Collected data entries
::::::

PR #757, opened 2024-07-15
Convert outputs to dict

BulatVakhitov:
This PR makes it possible to work with outputs as dicts. The main points are:

- The idea behind PR is to get rid of memorising that sigmoid output is on index 0, predictions is on index 1, and loss is on index 2. Now you can address them by their name.
- In case the model has multiple predictions, it's now user's responsibility to parse these predictions.
- You still can pass outputs as list, string or callable, but under the hood they all are converted to dict. The resulting processed output would be dict if outputs is a dict, list if outputs is a list and tensor otherwise.


batchflow/models/torch/base.py
```diff
@@ -1010,10 +991,17 @@ def train(self, inputs, targets, outputs=None, mode='train', lock=True, profile=
...
-            Pre-defined tensors are `predictions`, `loss`, and `predictions_{i}` for multi-output models.
+            Each string defines a tensor to get and should be one of:
+                - pre-defined tensors, which are `predictions`, `loss`, and `predictions_{i}` for multi-output models.
+                - pre-defined operations, which are `softplus`, `sigmoid`, `sigmoid_uint8`, `sigmoid_int16`, 
+                `proba`, `labels`. Work only with len(predictions) == 1
+                - layer id, which describes how to access the layer through a series of `getattr` and `getitem` calls.
+                Allows to get intermediate activations of a neural network.
+            Each callable defines a function that should be applied to predictions.
+            If outputs are dict, then keys are strings and they are considered as output_names. The values should be
+            either callables, pre-defined tensors, pre-defined operations or layer id.
```
SergeyTsimfer, line 1006:
```
A tensor to get and should be one of:
- a string, which can be ...
- - ...
- - ...
- a callable, ...
- a sequence, where each item is one of the previous types. Result of this method is guaranteed to have the same order of elements;
- a dict, where each value is one of the previous types. Result of this method is a dictionary with the same keys and requested tensors as values.
```

batchflow/models/torch/base.py
```diff
@@ -1245,20 +1236,24 @@ def _train(self, inputs, targets, outputs, sync_frequency, sam_rho, sam_individu
...
+        output_container = self.compute_outputs(predictions=predictions, operations=outputs_dict)
+        if 'predictions' in outputs_dict.values():
+            # in case there are multiple output_names with the same operation == `predictions`. Same for `loss`
+            predictions_names_list = [output_name for output_name, operation in outputs_dict.items() \
+                                      if operation == 'predictions']
+            output_container.update({output_name: predictions for output_name in predictions_names_list})
+        if 'loss' in outputs_dict.values():
+            losses_names_list = [output_name for output_name, operation in outputs_dict.items() \
+                                 if operation == 'loss']
+            output_container.update({output_name: loss for output_name in losses_names_list})
```
SergeyTsimfer, line 1250:
```python
for output_name, requested in output_dict.items():
    if requested == 'prediction':
        output_container[output_name] = predictions
    elif requested == 'loss':
        output_container[output_name] = loss
```
IMO, looks much simpler. Can be further reduced to 4 lines.

batchflow/models/torch/base.py
```diff
@@ -1406,13 +1404,20 @@ def predict(self, inputs, targets=None, outputs=None, lock=True, microbatch_size
...
             # Aggregate the outputs from microbatches
-            result = self.aggregate_microbatches(outputs, chunked_outputs, chunk_sizes, single_output)
+            result = self.aggregate_microbatches(outputs_dict=outputs_dict, chunked_outputs=chunked_outputs,
+                                                 chunk_sizes=chunk_sizes)
+
+            # convert results to tensor or list depending on outputs type. If dict, do nothing
+            if isinstance(outputs, str) or callable(outputs):
+                result = list(result.values())[0]
+            elif isinstance(outputs, list):
+                result = list(result.values())
```
SergeyTsimfer, line 1422: what about `tuple` / `set`?

batchflow/models/torch/base.py
```diff
@@ -1555,110 +1562,94 @@ def aggregate_microbatches(self, outputs, chunked_outputs, chunk_sizes, single_o
...
-        if single_output:
-            result = result[0]
+                    result[output_name] = torch.mean(torch.stack(chunked_output))
         return result
 
 
-    def compute_outputs(self, predictions):
-        """ Produce additional outputs, defined in the config, from `predictions`.
-        Also adds a number of aliases to predicted tensors.
+    def compute_outputs(self, predictions, operations):
```
SergeyTsimfer, line 1574: Probably, can move code for adding `predictions` / `loss` here

batchflow/models/torch/base.py
```diff
@@ -1555,110 +1562,94 @@ def aggregate_microbatches(self, outputs, chunked_outputs, chunk_sizes, single_o
...
-                name = ''
+                result = predictions
             elif callable(operation):
-                result = operation(tensor)
-                name = operation.__name__
+                result = operation(predictions)
+            elif isinstance(operation, LayerHook):
+                operation.close()
+                result = operation.activation
+            elif isinstance(operation, str) and re.match(r"predictions_[0-9]+", operation):
```
SergeyTsimfer, line 1595: either don't use regexp here or compile it once at the module / class level

batchflow/models/torch/base.py
```diff
@@ -1555,110 +1562,94 @@ def aggregate_microbatches(self, outputs, chunked_outputs, chunk_sizes, single_o
...
+                i = int(re.findall(r"\d+", operation)[0]) # get the ordinal number of prediction
+                result = predictions[i]
             else:
+                if isinstance(predictions, (tuple, list)) and not len(predictions) == 1:
+                    raise ValueError('Default operations can`t be applicable to multi output predictions.')
```
SergeyTsimfer, line 1600: `can't be applied`, maybe?

batchflow/models/torch/base.py
```diff
@@ -1555,110 +1562,94 @@ def aggregate_microbatches(self, outputs, chunked_outputs, chunk_sizes, single_o
...
-                name = operation
-        return result, name
+        return result
 
 
     def prepare_outputs(self, outputs):
-        """ Add the hooks to all outputs that look like a layer id. """
-        result = []
-        for output_name in outputs:
+        """ Add the hooks to all outputs that look like a layer id. Also convert outputs to dict"""
```
SergeyTsimfer, line 1621: Formatting

batchflow/models/torch/base.py
```diff
@@ -1555,110 +1562,94 @@ def aggregate_microbatches(self, outputs, chunked_outputs, chunk_sizes, single_o
...
+        result = OrderedDict()
+
+        if not isinstance(outputs, dict): # then outputs should be str, callable, list or tuple
+            outputs = list(outputs) if isinstance(outputs, (list, tuple)) else [outputs]
+            processed_outputs = OrderedDict()
+            for output in outputs:
+                if isinstance(output, str):
+                    processed_outputs[output] = output
+                elif callable(output):
+                    processed_outputs[output.__name__] = output
```
SergeyTsimfer, line 1631: Why is that needed? callables are hashable

batchflow/models/torch/base.py
```diff
@@ -1555,112 +1542,103 @@ def aggregate_microbatches(self, outputs, chunked_outputs, chunk_sizes, single_o
...
-        if single_output:
-            result = result[0]
+                    result[output_name] = torch.mean(torch.stack(chunked_output))
         return result
 
 
-    def compute_outputs(self, predictions):
-        """ Produce additional outputs, defined in the config, from `predictions`.
-        Also adds a number of aliases to predicted tensors.
+    def compute_outputs(self, predictions, operations, targets=None, loss=None):
```
SergeyTsimfer, line 1554: I would say that renaming `operations` to `requested_outputs` would make things much easier to understand. Or maybe to `outputs_dict`, to keep in line with the rest of the code

batchflow/models/torch/base.py
```diff
@@ -1555,112 +1542,103 @@ def aggregate_microbatches(self, outputs, chunked_outputs, chunk_sizes, single_o
...
+        for name, operation in operations.items():
+            if operation == 'predictions':
+                result[name] = predictions
+            elif operation == 'loss':
+                if loss is not None: # the loss is precomputed, so just store it
+                    result[name] = loss
+                elif targets is not None:
+                    targets = self.transfer_to_device(targets)
+                    loss = self.loss(predictions, targets)
+                    result[name] = loss
```
SergeyTsimfer, line 1568: What do you think about keeping this part in the `_predict` method?

batchflow/models/torch/base.py
```diff
@@ -1555,112 +1542,103 @@ def aggregate_microbatches(self, outputs, chunked_outputs, chunk_sizes, single_o
...
-                    result = tensor.argmax(dim=1)
+                    result = predictions.argmax(dim=1)
                 else:
                     raise ValueError(f'Unknown type of operation `{operation}`!')
-                name = operation
-        return result, name
+        return result
 
 
     def prepare_outputs(self, outputs):
```
SergeyTsimfer, line 1614: `prepare_outputs` sounds very much alike to `compute_outputs`, while the intent here is to `prepare user-passed argument "outputs" to a form that we internally use". Do you see any better names?

SergeyTsimfer (commented):
Other than the naming, this PR looks great. If possible, make a better distinction between internal/external variables, and it is ready to merge.

Good job:)

SergeyTsimfer (approved):

AlexeyKozhevin (approved):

::::::

**What you are asked to do**
Every line in the entries that contains the word "multiple" should be counted, and the total stated alone.

**Your solution**
2